PR #1297, opened 2017-07-27
ximgproc: change M_PI to CV_PI in structured_edge_detection

### LINKED ISSUE #1273: 'M_PI' undefined Error, compiling ximgproc module for Visual Studio 2017 on Windows

- OpenCV => 3.2.0
- Operating System / Platform => Windows 7 64 bit

##### Detailed description

I am trying to compile `opencv_contrib 3.3.0 rc` on Vistual Studio 2017 for Windows 64-bit system. I am building for Win32 though. It's giving me an error while building module `ximgproc`. The error is `identifier "M_PI" is undefined` in `opencv_contrib/modules/ximgproc/src/structured_edge_detection.cpp`. I checked online if it can be fixed and yes, I found a way to fix it. As per [Visual Studio 2017 documentation ](https://docs.microsoft.com/en-us/cpp/c-runtime-library/math-constants) for Math constants, we need to add `#define _USE_MATH_DEFINES` before including `cmath` (for C++) or `math.h` (for C). So I edited the `structured_edge_detection.cpp` and added `#define _USE_MATH_DEFINES` before all include statements. And I was able to build complete `opencv` successfully. 

Earlier, a somewhat similar [issue](https://github.com/opencv/opencv_contrib/issues/853 ) was found and fixed in a different way for a different module. I don't know if the same solution can be applied here as well. If not, the solution I provided worked fine for me.

##### Steps to reproduce

One can reproduce the error following the general instructions for building opencv 3.2.0 with opencv_contrib 3.3.0 rc

berak:
resolves #1273

### DIFF
--- a/modules/ximgproc/src/structured_edge_detection.cpp
+++ b/modules/ximgproc/src/structured_edge_detection.cpp
@@ -581,8 +581,8 @@ public:
       {
           int xysign = -((oxy[i] > 0) - (oxy[i] < 0));
           o[i] = (atan((oyy[i] * xysign / (oxx[i] + 1e-5))) > 0) ? (float) fmod(
-                  atan((oyy[i] * xysign / (oxx[i] + 1e-5))), M_PI) : (float) fmod(
-                  atan((oyy[i] * xysign / (oxx[i] + 1e-5))) + M_PI, M_PI);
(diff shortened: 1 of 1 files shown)


sovrasov:
:+1:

========

All of the data above should be reproduced exactly, with nothing left out.

PR #1297, opened 2017-07-27
ximgproc: change M_PI to CV_PI in structured_edge_detection

### LINKED ISSUE #1273: 'M_PI' undefined Error, compiling ximgproc module for Visual Studio 2017 on Windows

- OpenCV => 3.2.0
- Operating System / Platform => Windows 7 64 bit

##### Detailed description

I am trying to compile `opencv_contrib 3.3.0 rc` on Vistual Studio 2017 for Windows 64-bit system. I am building for Win32 though. It's giving me an error while building module `ximgproc`. The error is `identifier "M_PI" is undefined` in `opencv_contrib/modules/ximgproc/src/structured_edge_detection.cpp`. I checked online if it can be fixed and yes, I found a way to fix it. As per [Visual Studio 2017 documentation ](https://docs.microsoft.com/en-us/cpp/c-runtime-library/math-constants) for Math constants, we need to add `#define _USE_MATH_DEFINES` before including `cmath` (for C++) or `math.h` (for C). So I edited the `structured_edge_detection.cpp` and added `#define _USE_MATH_DEFINES` before all include statements. And I was able to build complete `opencv` successfully. 

Earlier, a somewhat similar [issue](https://github.com/opencv/opencv_contrib/issues/853 ) was found and fixed in a different way for a different module. I don't know if the same solution can be applied here as well. If not, the solution I provided worked fine for me.

##### Steps to reproduce

One can reproduce the error following the general instructions for building opencv 3.2.0 with opencv_contrib 3.3.0 rc

berak:
resolves #1273

### DIFF
--- a/modules/ximgproc/src/structured_edge_detection.cpp
+++ b/modules/ximgproc/src/structured_edge_detection.cpp
@@ -581,8 +581,8 @@ public:
       {
           int xysign = -((oxy[i] > 0) - (oxy[i] < 0));
           o[i] = (atan((oyy[i] * xysign / (oxx[i] + 1e-5))) > 0) ? (float) fmod(
-                  atan((oyy[i] * xysign / (oxx[i] + 1e-5))), M_PI) : (float) fmod(
-                  atan((oyy[i] * xysign / (oxx[i] + 1e-5))) + M_PI, M_PI);
(diff shortened: 1 of 1 files shown)


sovrasov:
:+1:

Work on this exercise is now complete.